Так как бизнес я продала, то нужно было найти работу; с этим проблем не было, – мой бывший работодатель, карьеру у которого я променяла на трудные будни эмигранта в другой стране, был рад взять меня обратно. Так я стала руководить отделом, в котором на тот момент, правда, не было никого, кроме меня. Столь высокая должность тешила мое чувство собственной важности, которое стало единственным, что смогло проснуться во мне и как-то себя проявлять. И потихоньку я начинала работать больше, больше, больше… в выходные, в праздники, задерживаясь на работе до позднего вечера, и делая все, чтобы не оставить себе и малейшей возможности проводить время наедине с собой.
Меня тогда тяготило всякое общение с миром. С друзьями. С родственниками. С родителями, наконец. Все, чего мне хотелось, – это окунаться снова и снова в теплое, безболезненное молчание, в котором ничто не сможет растревожить мое изорванное в клочья сердце.
Прячась от людей, я работала все больше и больше. Очень скоро круг моих друзей поредел, и я практически переселилась в офис, возвращаясь домой только для того, чтобы забыться рваным сном. На доходах это не слишком отражалось, но меня это ничуть не беспокоило. Главное, что у меня не было возможности вести с собой внутренний диалог, я себя не видела и не слышала. Внутреннего «я» у меня в то время будто бы не было вообще; было только внешнее, та картинка, которую видели окружающие. А внутри меня была все та же пустота, которую у меня не было ни сил, ни желания заполнять.
Я не ходила никуда даже в то свободное время, которое у меня было. Редкие вечера, когда я не падала в кровать сразу по прибытию домой, я проводила за просмотром фильма «Дневник Бриджет Джонс» под неизменную бутылку красного сухого, уже на середине которой я начинала рыдать так, что казалось, будто у меня остановится сердце.
Даже это не наводило меня на мысли о том, что со мной что-то не так. Мне казалось, все в порядке, просто время такое, грустить и печалиться.
Я никого не подпускала близко к себе, ни подруг, ни коллег, ни родственников. Закрылась в глухую броню, спряталась поглубже в свой панцирь, затянула потуже капюшон, и всячески старалась казаться невидимой.
И еще много плакала во сне. Просыпалась с мокрым лицом и слипшимися ресницами.
Иногда могла впасть в истерику на ровном месте. К счастью, редко. Например, когда ехала за рулем и вдруг подумала о дворняжке, собачке по имени Филя, которую я все равно не смогу взять к себе. Я тогда остановилась на обочине и плакала, плакала, плакала, и казалось, что со слезами из меня будто бы уходят остатки жизни.
А потом я попала к врачу.
Юному усатому красавцу с кудрявой шевелюрой цвета воронова крыла. Он вообще был похож на изящную породистую лошадь, и, если бы мне не было так больно, я бы присмотрелась к нему поближе.
Тогда я нащупала шишку в груди и подумала – вот незадача, сейчас на работе такой большой проект. Некогда, займусь этим позже.
И я отложила вопрос ненадолго.
Потом еще ненадолго.
Потом еще.
А потом оказалось, что прошел год, а нащупанное никуда не делось.
В общем, пришла пора что-то с этим делать.
Юный врач качал головой и говорил, когда брал пункцию: не бойся, будет быстро и не больно.
И это действительно было так.
Помню, как я лежала на белой койке в белой комнате. Белый потолок кружился у меня перед глазами; я как будто находилась сверху, над телом, и наблюдала, как юный врач колет лежащую на спине женщину тонкой иглой в беззащитную грудь.

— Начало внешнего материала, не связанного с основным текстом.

Issue #5751, opened 2026-07-02
fix(likes): addressable like count still diverges from "Liked by" on seeded surfaces (stats.reactions + seed precedence)


realmeylisdev:
## Context

Follow-up from the [#5748](https://github.com/divinevideo/divine-mobile/pull/5748) review, which aligned `getLikeCount` / `getLikeCounts` with `fetchEventLikers` for addressable videos so the **relay-resolved** count and the "Liked by" list can't diverge. This tracks the residual paths where the **displayed** count can still diverge from the list — the likely remaining cause if #5742 ("5 likes" vs many likers) reproduces after #5748 ships.

## Residual 1 — funnelcake `stats.reactions` semantics + seed precedence

On seeded surfaces (feed / profile payload) the displayed like count is the seed, not the resolved count:

- `mobile/lib/blocs/video_interactions/video_interactions_bloc.dart:194` — `final likeCount = preFetchLikeCount ?? fetchedLikeCount;`. The corrected `fetchedLikeCount` (now `getLikeCount(_eventId, addressableId: _addressableId)`, `video_interactions_bloc.dart:171-174`) is only used when there is **no** seed.
- The seed reaches the surface via `VideoEventService.getLikeCounts` → max-merge → seed pipeline, sourced from funnelcake `stats.reactions`.
- Funnelcake `stats.reactions` counts distinct kind-7 event ids **by e-tag only** — no a-tag union, no `-` downvote / kind-5 deletion / moderation filtering (`engagement_counts` MV, funnelcake migration `000092`). So the seed can differ from the resolved list in **both** directions, and the max-merge never lowers an inflated seed.
- Stale comment: `video_interactions_bloc.dart:189-193` justifies seed precedence with "relay COUNT … bogus spikes / unrelated historical reactions." That no longer describes `fetchedLikeCount` on the addressable path — after #5748 it is the same filtered distinct-liker set as the list, not a raw relay COUNT.

Directions to weigh:
- Fix backend `stats.reactions` semantics to match the resolver (a-union + downvote/deletion/moderation filtering), **and/or**
- Change seed precedence for addressable videos so the resolved count wins, **and/or**
- Let the max-merge lower an inflated seed rather than only raise it.

This needs a product/architecture call on which number is canonical (mobile resolved distinct-liker set vs funnelcake `stats.reactions`) — cc @NotThatKindOfDrLiz.

## Residual 2 — deletion REQ frame size (surfaced in the #5748 re-review)

[...]

PR #5748, opened 2026-07-02
fix(likes): align addressable liker counts

NotThatKindOfDrLiz:
## Summary
- Align addressable video like counts with the same resolved active-liker set used by the "Liked by" screen.
- Share e-tag/a-tag union, reaction-id dedupe, pubkey dedupe, downvote filtering, same-author deletion filtering, and block filtering between count and list paths.
- Add full event/addressable identifiers to video engagement loading logs so future support reports can be traced without contacting the user.

## Root Cause
Addressable video counts used a different source of truth than the "Liked by" screen. Counts took the maximum of separate e-tag and a-tag relay COUNT responses, while the list queried actual reaction events across both tags, deduped by pubkey, and filtered inactive reactions. That made the list legitimately able to exceed the displayed count.

## Verification
- flutter test test/src/likes_repository_test.dart from mobile/packages/likes_repository
- flutter test test/blocs/video_engagement/video_engagement_bloc_test.dart from mobile
- flutter test test/screens/video_engagement/video_engagement_list_screen_test.dart from mobile
- flutter analyze from mobile
- pre-push analyzer and changed-file tests

Closes #5742

Issue #568, opened 2025-12-10
[Feature] 5.4 Follow/Unfollow (NIP-02)


Statyk7:
## Feature: 5.4 Follow/Unfollow (NIP-02)

**Section:** 5. Social Features
**Status:** Implemented
**Priority:** P0

PR #6102, opened 2026-07-15
fix(likes): floor the addressable like count against the relay resolve (#6022)

### LINKED ISSUE #6022: fix(likes): add a like-count floor so an unseeded funnelcake stat cannot lower the count
## Summary

When funnelcake returns no stats row for a video id, the mobile like-count seed is null and the headline falls through to the relay `e`+`a` union, which can undercount likes stranded on superseded ids after an edit. This is the mobile-side defensive gap that #5751 left open when it was closed: there is no floor preventing a missing/absent backend stat from lowering a real count.

## Evidence

- The displayed count uses `final likeCount = preFetchLikeCount ?? fetchedLikeCount;` (`mobile/lib/blocs/video_interactions/video_interactions_bloc.dart:195`). When the funnelcake seed is present (post-#568 it carries the coordinate-union count) this is correct and the relay union is discarded. When the seed is **null**, the headline is the relay union `M`, which misses `e`-only reactions stranded on superseded ids.
- The seed is null only when both components are null: `liveLikeCountSeed(video) => _sumNullableCounts(video.originalLikes, video.nostrLikeCount)` returns null only if both are null (`mobile/lib/widgets/video_feed_item/live_engagement_counts.dart:6-19`).
- `nostrLikeCount` stays null when funnelcake omits the id: `if (stats == null) return video;` (`mobile/packages/videos_repository/lib/src/videos_repository.dart:409`). The home feed always seeds `nostrLikeCount` from funnelcake reactions, so it is safe; the exposure is videos funnelcake does not index and hashtag WebSocket-only items.
- `VideoEventService._applyLikeCountToVideo` (`mobile/lib/services/video_event_service.dart:4880`, guarded only by a zero-check at `:4834`) **direct-replaces** the count with the relay union on its internal `_eventLists`/bucket cache, rather than max-merging — unlike the enrichment paths that use `mergeNullableEngagementMax` (`mobile/packages/videos_repository/lib/src/video_merge_helpers.dart:41-44`). Narrow surfaces that read those buckets (hashtag WebSocket-only) can therefore render a lowered count.

## Suggested fix

Make the count a floor rather than a straight fallback:

- At `video_interactions_bloc.dart:195`, use `max(seed, relayUnion)` (treating null seed as 0) so a missing funnelcake row can never lower a real relay-resolved count, and a relay undercount can never lower a real seed.
- Switch `VideoEventService._applyLikeCountToVideo` to `mergeNullableEngagementMax` for consistency with the other enrichment paths, so bucket-fed surfaces can't be lowered either.

This is the mobile-side piece #5751 identified and left open after it was closed.

## Test plan

`video_interactions_bloc` test:
- seed null + relay union `M` → headline `M`;
- seed `N` + relay union `M < N` → headline `N` (never lowered);
- seed `0` + relay union `M > 0` → headline `M` (the historical "0 seed wins" case no longer zeroes a real count).

---

### Context

Follows from #4432 (lost likes on edit). That issue's core symptom — the displayed like count collapsing after an edit — was a backend counting bug and was fixed by divinevideo/divine-funnelcake#568 (migration `000180`, coordinate-aware counting), deployed to production 2026-07-10 06:42 UTC. Post-fix the seed carries the correct count on seeded surfaces; this issue adds a mobile-side floor so an *unseeded* or absent backend stat cannot re-lower a real count.

realmeylisdev:
## Description

The displayed like count seeded `preFetchLikeCount ?? fetchedLikeCount`, which makes a present funnelcake seed win outright — a floor **and** a ceiling. Two real gaps hid behind that on addressable videos:

- a `reactions:0` seed zeroed a real relay count, and
- a seed that undercounts (funnelcake ingestion/merge lag) could never be corrected upward by the cleaner #5748 distinct-liker resolve.

This replaces the combine in `VideoInteractionsBloc` with an **addressable-gated, Nostr-portion floor**: `max(seed, originalLikes + fetchedNostr)`.

- **Only ever raises, never lowers** — so it preserves the #568 / #4432 edit-recovery (the funnelcake coordinate-union seed stays the base).
- **Addressable-only** — the non-addressable `getLikeCount` is a raw, unfiltered relay tally (counts downvotes / duplicate reactors / deleted reactions), so it must not raise the count; that path keeps the current `??`.
- **Keeps the archival Vine baseline (`originalLikes`) out of the Nostr floor** so a large archival number can't mask newly resolved Nostr likes. `originalLikes` is threaded into the bloc as `archivedLikeCount`.

Also switches `VideoEventService._applyLikeCountToVideo` from direct-replace to `mergeNullableEngagementMax`, so a later, lower re-fetch can't lower an already-applied hashtag/profile bucket count — aligning it with the #3384 policy the profile enrichment paths already use (bounded: these buckets start `null`, so this normally applies `null → N` on first fetch).

**Deliberate behavior change:** for an addressable video, a higher clean relay resolve now *raises* the seed instead of being discarded. This was chosen over #5751's resolved-wins direction, which would regress #4432 post-#568 (the mobile relay resolve only e-filters the current event id and misses superseded-id likes on edited videos). A `max()` floor cannot pull down funnelcake's *spurious* inflation (downvotes / duplicates / deletions) — that stays a backend concern (funnelcake #626) and the floor never makes the displayed number worse than today.

**Related Issue:** Closes #6022

## Out of Scope

- funnelcake `stats.reactions` spurious-inflation correction (funnelcake #626)
- `originalLikes` archival-vs-Nostr reconciliation
- the "Liked by" list undercount of pre-a-tag e-only reactions (#4432 R4)
- comments/reposts (this is likes-only)

## Verification

- `flutter test test/blocs/video_interactions/video_interactions_bloc_test.dart test/services/video_event_service_like_count_addressable_test.dart` — all pass
- Regression sweep: full `video_event_service` suite, `video_feed_bloc`, pooled/hashtag feed screen tests, `list_providers` — all pass
- Pre-push hook (analyze + changed-file tests) — pass

## Type of Change

### DIFF
--- a/mobile/lib/services/video_event_service.dart
+++ b/mobile/lib/services/video_event_service.dart
@@ -50,6 +50,8 @@ import 'package:openvine/utils/log_tag_sanitizer.dart';
 import 'package:profile_repository/profile_repository.dart';
 import 'package:unified_logger/unified_logger.dart';
 import 'package:video_event_cache/video_event_cache.dart';
+import 'package:videos_repository/videos_repository.dart'
+    show mergeNullableEngagementMax;
 
 /// Pagination state for tracking cursor position and loading status per subscription
 class PaginationState {
@@ -4876,8 +4878,17 @@ class VideoEventService extends ChangeNotifier implements VideoEventCache {
 
     final videoEvent = eventList[index];
 
-    // Update the video with the like count
-    final updatedVideo = videoEvent.copyWith(nostrLikeCount: likeCount);
+    // #6022: max-merge instead of direct-replace so a later, lower re-fetch
+    // can't lower an already-applied bucket count. Bounded — these buckets are
+    // relay-parsed and start with a null nostrLikeCount, so this normally
+    // applies null->N on first fetch. Aligns with the #3384
+    // mergeNullableEngagementMax policy used by the profile enrichment paths.
+    final updatedVideo = videoEvent.copyWith(
+      nostrLikeCount: mergeNullableEngagementMax(
+        videoEvent.nostrLikeCount,
+        likeCount,
+      ),
+    );
     eventList[index] = updatedVideo;
 
     // Also update in keyed buckets if applicable
@@ -5855,6 +5866,15 @@ class VideoEventService extends ChangeNotifier implements VideoEventCache {
   Future<void> flushPendingLikeCountBatchForTesting() {
     return _executeLikeCountBatchFetch();
   }
+
+  /// Apply a resolved like count to a cached video, bypassing the batch and
+  /// debounce, to exercise the max-merge semantics of [_applyLikeCountToVideo].
+  @visibleForTesting
+  bool applyLikeCountForTesting(
+    String videoId,
+    int likeCount,
+    SubscriptionType subscriptionType,
+  ) => _applyLikeCountToVideo(videoId, likeCount, subscriptionType);
 
   /// Run automatic diagnostics when feed fails to load events
   /// This logs relay status, connection info, and tests direct queries to help debug
--- a/mobile/lib/services/video_event_service.dart
+++ b/mobile/lib/services/video_event_service.dart
@@ -50,8 +50,6 @@ import 'package:openvine/utils/log_tag_sanitizer.dart';
 import 'package:profile_repository/profile_repository.dart';
 import 'package:unified_logger/unified_logger.dart';
 import 'package:video_event_cache/video_event_cache.dart';
-import 'package:videos_repository/videos_repository.dart'
-    show mergeNullableEngagementMax;
 
 /// Pagination state for tracking cursor position and loading status per subscription
 class PaginationState {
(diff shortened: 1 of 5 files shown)


mobile/lib/services/video_event_service.dart
```diff
@@ -4876,8 +4878,17 @@ class VideoEventService extends ChangeNotifier implements VideoEventCache {
...
 
-    // Update the video with the like count
-    final updatedVideo = videoEvent.copyWith(nostrLikeCount: likeCount);
+    // #6022: max-merge instead of direct-replace so a later, lower re-fetch
+    // can't lower an already-applied bucket count. Bounded — these buckets are
+    // relay-parsed and start with a null nostrLikeCount, so this normally
+    // applies null->N on first fetch. Aligns with the #3384
+    // mergeNullableEngagementMax policy used by the profile enrichment paths.
+    final updatedVideo = videoEvent.copyWith(
+      nostrLikeCount: mergeNullableEngagementMax(
```
hm21: Unlike the bloc floor, this max-merge isn't addressable-gated — so "never-lower" now lives in the persisted `nostrLikeCount` for every video, not just the addressable ones #6022 is scoped to. Consequence: a genuine decrease (an unlike, spam-like cleanup, others un-reacting) no longer corrects down on the next batch the way pre-PR direct-replace did — `max()` freezes the session high. Concretely, after the user's own unlike the repo cache drops to N-1, but a later batch re-applies `max(N, N-1)=N`, so the count stays one too high on revisit. Intended? If so, worth addressable-gating this to match the bloc (or a note here). Related: the `_mergeUpdatedVideo` comment at L4165 ("will overwrite this carried value … no risk of a stale count persisting") is now false under max-merge — the doc-refresh commit missed it.

hm21 (approved):
Core logic is correct: the addressable floor is `originalLikes + max(seedNostr, fetchedNostr)` with no double-count, `getLikeCount` is Nostr-only on the addressable path, and the optimistic-tap reconcile guard holds. Base is fresh, single PR, and the tests pin the raise / never-lower / archival-separation cases well. Non-blocking below — mainly want to confirm one intent. Optional: the VES max-merge test only covers the addressable path; a non-addressable case would pin the riskier raw-tally branch.

mobile/lib/services/video_event_service.dart
realmeylisdev: Confirmed real, and broader than addressable-gating would fix: `addressableId` is never actually null for anything reaching this path (kind 34236 always gets `vineId` falling back to `event.id` in `VideoEvent.fromNostrEvent`), so gating on it would've been a no-op. Reverted `_applyLikeCountToVideo` to direct-replace in dcb18a4af5 — #6022's floor is already a correctly-scoped one-time comparison in `VideoInteractionsBloc._onFetchRequested`, independent of this cache, so it doesn't need protection here. Also fixed the L4165 comment and swapped the test to pin the lower-resolve self-correcting behavior.

realmeylisdev:
@hm21 fixed in dcb18a4af5 — reverted the VES-cache max-merge to direct-replace instead of addressable-gating it, since `addressableId` turned out to always be non-null on this path (gating would've been a no-op). Details in the thread reply.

Потом было две недели страха. Вернее, нет. Было две недели пустоты, часть которой-таки заполнил страх. Внутри меня по-прежнему было пусто, и где-то на краю меня качался волной вопрос: а что теперь будет? Со мной? Что теперь со мной будет?
Через две недели врачи собрали консилиум, и решили, что нужно вырезать.

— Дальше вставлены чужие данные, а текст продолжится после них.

PR #6104, opened 2026-07-15
fix(follow): drop invalid pubkeys from the contact list

### LINKED ISSUE #6105: fix(follow): drop invalid pubkeys from the contact list
Auto-created from PR #6104.

**PR:** https://github.com/divinevideo/divine-mobile/pull/6104
**Branch:** `fix/follow-list-invalid-pubkey`

### LINKED ISSUE #6109: fix(follow): REST bootstrap truncates at 100 and can permanently destroy follows 101+
The REST bootstrap in `FollowRepository` is silently capped at 100 follows, and a truncated result suppresses the authoritative relay Kind 3 query for the whole session. If a follow lands before the Kind 3 subscription repairs the list, `_broadcastContactList` republishes the truncated list and **follows 101+ are destroyed for every client and device**.

Surfaced while reviewing #6104 (thanks @realmeylisdev for spotting the clamp). It is unrelated to that PR's sanitization — it is pre-existing on `main` and needs its own design decision.

## The three steps

**1. `getFollowing` is server-clamped to 100.** `_loadFromRestApi` asks for `limit: 5000`, but the API caps it. Verified live:

```
$ curl "https://api.divine.video/api/users/<64-hex>/following?limit=5000"
{"following":[...],"total":32,"offset":0,"limit":100}
                                          ^^^^^^^^^^ echoed back clamped
```

`PaginatedPubkeys.total` is documented as "may exceed [pubkeys] length" — and `_loadFromRestApi` reads neither `.total` nor `.hasMore`.

**2. A truncated result suppresses the authoritative source.** `initialize()` gates each fallback on `if (_followingPubkeys.isEmpty)`:

```
1. LocalStorage
2. PersonalEventCache
3. REST API      <- only if (_followingPubkeys.isEmpty)
4. relay Kind 3  <- only if (_followingPubkeys.isEmpty)   << never runs after step 3 returns 100
```

The first non-empty source wins. A 100-entry truncation is non-empty, so the relay Kind 3 — the only authoritative copy — is never queried for that session.

**3. A racing follow makes it permanent.** The Kind 3 subscription normally repairs the list. But if a follow lands first, `_broadcastContactList` sets `_currentUserContactListEvent` to the newer 101-entry event it just published. The authoritative 249-entry event then arrives and fails the `event.createdAt > _currentUserContactListEvent!.createdAt` guard in `_processContactListEvent`, so it is silently discarded.

The catastrophic-reduction guard does not save this: it only guards the **inbound** direction, and only fires above 50% loss.

Net effect: local stays truncated for the session, the relay's newest Kind 3 carries 101 p-tags, and follows 101–249 are gone everywhere.

## Reproduction

Deterministic with mocks — three cases, all confirmed:

1. A truncated REST result suppresses the relay Kind 3 query (`count == 100`).
2. A follow landing before the relay Kind 3 permanently discards follows 101+ (`followingCount == 101` after the 249-entry authoritative event arrives). **Data loss.**
3. Control: with no racing follow, the relay Kind 3 does repair to 249.

Only case 3 matches the assumption that the subscription "corrects it shortly after".

## Impact

Any account with more than 100 follows. The reported account in #6105 has 249.

This is also not hypothetical in the smaller case: an account with 40 follows was republished down to 32 on `wss://relay.divine.video` (`2026-07-15T09:13Z`), losing 15, while five other relays still held the intact 40-tag event. Same class — a stale/incomplete source became the base for a destructive full-list republish.

## Fix options

Needs a design decision, not a patch:

1. Paginate `getFollowing` with `offset` until `total` is reached.
2. Drop the REST bootstrap for accounts over the cap (use it only as a fast first paint, never as a publish base).
3. Make step 4 unconditional and union-merge the relay Kind 3 rather than gating it on `isEmpty`.
4. Independently: add a floor guard to the **publish** path, so `_broadcastContactList` refuses to shrink the published list without an explicit unfollow. The existing guard is inbound-only.

(3) and (4) look load-bearing regardless of which bootstrap strategy wins — a destructive republish should never be sourced from a derived, lagging index.

hm21:
Closes #6105
Closes #6109

One user reported they could not follow anyone. Every tap failed with `Invalid argument (publicKey): Invalid key: "nos"`.

## Description

Their Kind 3 contact list on `wss://relay.divine.video` carries a `["p","nos"]` entry — not a valid pubkey. It originates from a parser that read `tag[1]` of a `["client","nos","https://nos.social"]` tag (written by the Nos app) without filtering on `p`; our app then republished that value as a `p` tag, baking it into the event.

`_broadcastContactList` rebuilds the **entire** `ContactList` from the in-memory list, so `Contact`s constructor threw on that single entry and aborted the publish before it reached a relay. The optimistic update was rolled back, which is why every follow **and** unfollow failed — permanently, for every target, not just for one profile.

### Why sanitize in this many places

Every source of the following list is untrusted: Kind 3 events are written by any Nostr client, and both the REST API and our caches are *derived* from those events. So the list is filtered on the way in — LocalStorage, PersonalEventCache, REST API, network Kind 3, and `mergeFollows` — and once more at the publish site.

The publish-site check is not redundant with those five. `executeFollowAction` appends to the in-memory list without validating — it replays actions queued while offline — so the publish site is the only thing between a queued invalid entry and a fatal `Contact` constructor. It is also the one place where an invalid entry is fatal rather than merely wrong.

Because the broadcast rebuilds the full list from the sanitized in-memory list, the next follow republishes a clean Kind 3 and overwrites the poisoned event. Affected accounts **self-heal on the next follow from mobile**; no manual data repair at any point. The scope matters: other divine Kind 3 writers append to a cloned tag array rather than rebuilding from a pubkey list, so a follow performed elsewhere against a stale copy can republish the entry. Mobile stays correct regardless, because it re-sanitizes on read.

The publish-site sanitize also emits the corrected list, so observers of `followingStream` cannot keep an entry that `followingPubkeys` has already dropped.

### Fail fast on the way in, self-heal on the way out

`follow()` now rejects an invalid pubkey up front with an `ArgumentError` rather than accepting it and failing later at publish time. This is safe for existing callers: the UI paths catch generically and surface the existing `toggleFailure` status, and the one direct `follow()` caller (`NotificationFeedBloc`) routes it to `Reportable`/Crashlytics.

On the online publish path that routing is unchanged from `main`, where the identical `ArgumentError` already came from `Contact`'s constructor. Two paths do change, because the guard sits above both the `contains()` early-return and the offline branch: previously an invalid pubkey already in the list returned silently, and an invalid pubkey while offline queued and returned normally. Both now throw.

`executeFollowAction` deliberately does **not** throw. It replays queued actions through `PendingActionService`, whose `_isRetriableError` defaults to retriable, so throwing would burn five backoff retries and then wedge the action as permanently failed. Sanitizing and self-healing is the better outcome for a replay path.

### Never republish from a derived source (#6109)

Reviewing the sanitize sites surfaced a second, unrelated way the same list gets destroyed — pre-existing on `main`, and the one that actually bites.

The relay Kind 3 query was gated on `_followingPubkeys.isEmpty`, so the first non-empty derived source won and the only authoritative copy was never read. LocalStorage, PersonalEventCache and the REST index are all derived from that event and all lag. Because the next follow rebuilds and republishes the **entire** list, whatever the derived source returned became the published truth, and every follow it was missing was destroyed for every client.

Seen twice: an account republished 40 follows down to 32 against a lagging index, and `getFollowing` is server-clamped to 100 whatever `limit` asks for, so any account past the cap bootstraps truncated. The catastrophic-reduction guard covers neither — it is inbound-only and fires above 50% loss, where these are 20% and none.

Step 4 now always runs, and the REST bootstrap pages on `offset` rather than trusting a limit the server ignores. REST stays a fast first paint; it is no longer the last word.

**No publish-side floor guard**, despite it being the obvious symmetric fix. `_currentUserContactListEvent` and `_followingPubkeys` are only ever written together from the same source, so a guard comparing them cannot fire — I wrote it, and coverage dropped to 99.13% with the branch unreachable. Making it fire would need a session high-water mark, which would resurrect follows unfollowed on another device. The inbound guard owns that problem.

## Out of Scope

The original parser that turned `["client","nos",...]` into a `p` entry is not in the current `follow_repository` code — `_processContactListEvent` and `ContactList.getContactInfoFromTags` both filter on `p` correctly. It is either an older app version or server-side in funnelcake. This PR makes the client robust against the bad data that already exists in the wild; tracking down the original writer is separate work.

## Verification

Reproduced against the real event fetched from `wss://relay.divine.video` (249 p tags, one of them `["p","nos"]`), then pinned with regression tests.

- `flutter test` — 213 passed
- `flutter test --coverage` — 100.00% on `follow_repository.dart` (package gate is the VGV 100% default)
- `dart format` — clean

New regression coverage: cached list holding an invalid pubkey still publishes a clean list, invalid entries dropped from LocalStorage, from remote Kind 3 events, from a cached Kind 3 event, from the REST API, and from `getOthersFollowing`; `follow()` rejecting an invalid pubkey; and the publish-site sanitize emitting the corrected list. For #6109: the relay Kind 3 being consulted even when local storage already answered, and the REST bootstrap paging past the server's 100 cap.

Every new test was verified by mutation: reverting the hunk it covers turns it red. One exception, by design — `follow succeeds and publishes a clean list when the cached list holds an invalid pubkey` is an end-to-end guard covered by two hunks in defence-in-depth (the LocalStorage and publish-site sanitizes); either alone keeps it green, and it goes red against `main` and when both are reverted.

One caveat worth recording: `throws when following an invalid pubkey` **passes on `main`**, because there the same `ArgumentError` surfaces from `Contact`'s constructor and the rollback leaves the count at zero. It pins the guard against removal; it does not reproduce the production failure.

## Type of Change

### DIFF
--- a/mobile/packages/follow_repository/lib/src/follow_repository.dart
+++ b/mobile/packages/follow_repository/lib/src/follow_repository.dart
@@ -1243,10 +1243,13 @@ class FollowRepository {
         await _loadFromRestApi();
       }
 
-      // 4. If still empty, query relays for kind 3 contact list directly.
-      // The REST API may not have indexed the user's contact list yet,
-      // but the relay has the authoritative kind 3 event.
-      if (_followingPubkeys.isEmpty && _nostrClient.hasKeys) {
+      // 4. Always query relays for the authoritative kind 3 event, even when
+      // a derived source already answered. LocalStorage, PersonalEventCache
+      // and the REST index are all derived from this event and can lag or
+      // truncate; because the next follow rebuilds and republishes the whole
+      // list, accepting an incomplete one destroys every follow it is
+      // missing (#6109).
+      if (_nostrClient.hasKeys) {
         await _loadFromRelay();
       }
 
@@ -1652,11 +1655,19 @@ class FollowRepository {
     }
   }
 
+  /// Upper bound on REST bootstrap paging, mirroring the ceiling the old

И я снова приехала в то же самое отделение.
Подождала своей очереди в грязной приемной, переоделась в байковый больничный халат, смутно думая про себя, что плачу все-таки достаточно немалые деньги; почему тогда здесь все так убого, будто это бесплатный хоспис, а не платное отделение больницы?..

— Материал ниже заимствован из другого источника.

PR #6820, opened 2026-08-07
feat(support): disclose public GitHub submissions

### LINKED ISSUE #6821: feat(support): disclose public GitHub submissions
Auto-created from PR #6820.

**PR:** https://github.com/divinevideo/divine-mobile/pull/6820
**Branch:** `feat/public-submission-info-banner`

hm21:
Closes #6821

## Description

Adds a warning card to the bug report and feature request forms explaining that submissions are published in Divine's public open-source GitHub repository so developers can act on them. The disclosure uses the warning tone because user-provided content becomes publicly visible, and the copy is localized for every supported locale.

**Related Issue:** 

## Out of Scope

None.

## Verification

- `flutter test test/widgets/bug_report_dialog_test.dart test/widgets/feature_request_dialog_test.dart test/l10n/arb_consistency_test.dart`
- `scripts/golden.sh verify`
- Manually verified both support flows on a real Samsung Galaxy device

## Type of Change

- [ ] 🧹 Code refactor
- [ ] 📝 Documentation
- [ ] 🗑️ Chore


mobile/lib/widgets/bug_report_dialog.dart
```diff
@@ -172,6 +173,7 @@ class _BugReportView extends StatelessWidget {
                     crossAxisAlignment: CrossAxisAlignment.stretch,
                     spacing: 16,
                     children: [
+                      const SupportPublicSubmissionNotice(),
```
mbradley, line 176: The user's account is attached to the submission and lands in the public issue (`zendesk_support_service.dart:913`, and `:1115` for feature requests). Neither screen's copy mentions it. On this screen `bugReportDiagnosticsNotice` covers device info and logs; the feature request screen has no equivalent line.

Since the PR is about disclosing what becomes public, this needs a call from you. Three options:

1. Add the account to this card, so one string covers both screens. One English change plus 22 retranslations.
2. Add it to `bugReportDiagnosticsNotice` here and add an equivalent line to the feature request screen. Two strings, same retranslation cost.
3. Leave it, on the basis that a pubkey is already public and users expect their account on a support request.

3 is a defensible answer. I would just rather it be a decision than an omission.

mbradley (changes requested):
Reviewed and took over three small findings. Each is its own commit so you can drop any of them independently.

**What I changed**

- `9281fd1` The card was duplicated verbatim in both forms. Pulled it into a shared `SupportPublicSubmissionNotice`, matching how the other shared parts of these two forms already work (`support_failure_banner.dart`, `support_form_actions.dart`, `support_form_fields.dart`). Worth sharing because the text is a warning that has to say the same thing on both screens, and two copies let one drift from the other with nothing to catch it.
- `a1841c1` `app_ja.arb` puts spaces around Latin words throughout (`"Nostr 設定"`, `"Nostr について"`); the two new values did not. Regenerated l10n, which touched `app_localizations_ja.dart` only.
- `ffa6d2a` The new tests checked the card exists but not where it is, so a later layout change could push it below the fields and the picker with both tests still green. Added a position check on both forms.

**Validation**

`flutter analyze lib test` clean. The three affected test files pass (32 tests). I checked the new position test actually fails by moving the card below the fields. No goldens cover these screens, so nothing to regenerate.

One CI note. On my first push `Tests (shard 0/4)` failed on `notification_rows_golden_test.dart` ("render max-font layout", RenderFlex overflow). That was not caused by these commits: the shard script partitions by test file and I added no test files, my two touched test files mutate no process globals, and the golden passes both alone and alongside my changes. CI runs `--test-randomize-ordering-seed random`, and a re-run of the same commit under a new seed passed. It looks like an order-dependent global-state leak from another suite in that shard, of the kind `.claude/rules/testing.md` describes. All checks are green now, but it will resurface on an unlucky seed and is worth its own issue.

**One question below** that I do not think I should decide for you.

Have a look at the three commits and merge when you are happy, or push back on any of them.

mobile/lib/widgets/bug_report_dialog.dart
hm21: @mbradley Thanks for the review. Correct me if i'm wrong but i'm pretty sure we don’t include device information or logs in github feature requests. You can see an example of a feature request [here](https://github.com/divinevideo/divine-mobile/issues/6418), where no device information or logs are included.

If relevant, you can also see an example of a bug report [here](https://github.com/divinevideo/divine-mobile/issues/6764).

mbradley: What I said came off differently than I meant. I meant to just point out that, particularly given my question about if we want to tell people what is being submitted - including their identity, we might need a similar statement on Feature Request (but accurate for what gets submitted with the Feature Request).

The narrower thing I'd still like a call on: both flows attach the user's identity. #6418 shows it, a feature request with no device info and no logs, still carrying a `**User Pubkey:**` line.

Would we want a specific mention that their identity is attached too?

mbradley (approved):
`c2d2df8` covers it. Checked all 22 locales carry the change, generated files are in sync, and the earlier commits are intact. CI green.

Approving.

Жутко кряхтящий лифт поднял меня на третий этаж. Кажется, мы ехали туда целую вечность. Рядом со мной была медсестра и женщина на инвалидной коляске. Когда я взглянула в ее лицо, я неприятно укололась о совершенно отсутствующий взгляд ее глаз; руки, иссохшие и сморщенные, равнодушно лежали на ручках кресла, а из-под расстегнутой верхней пуговицы халата виднелся шрам, который находился ровно на том месте, где раньше у нее была грудь.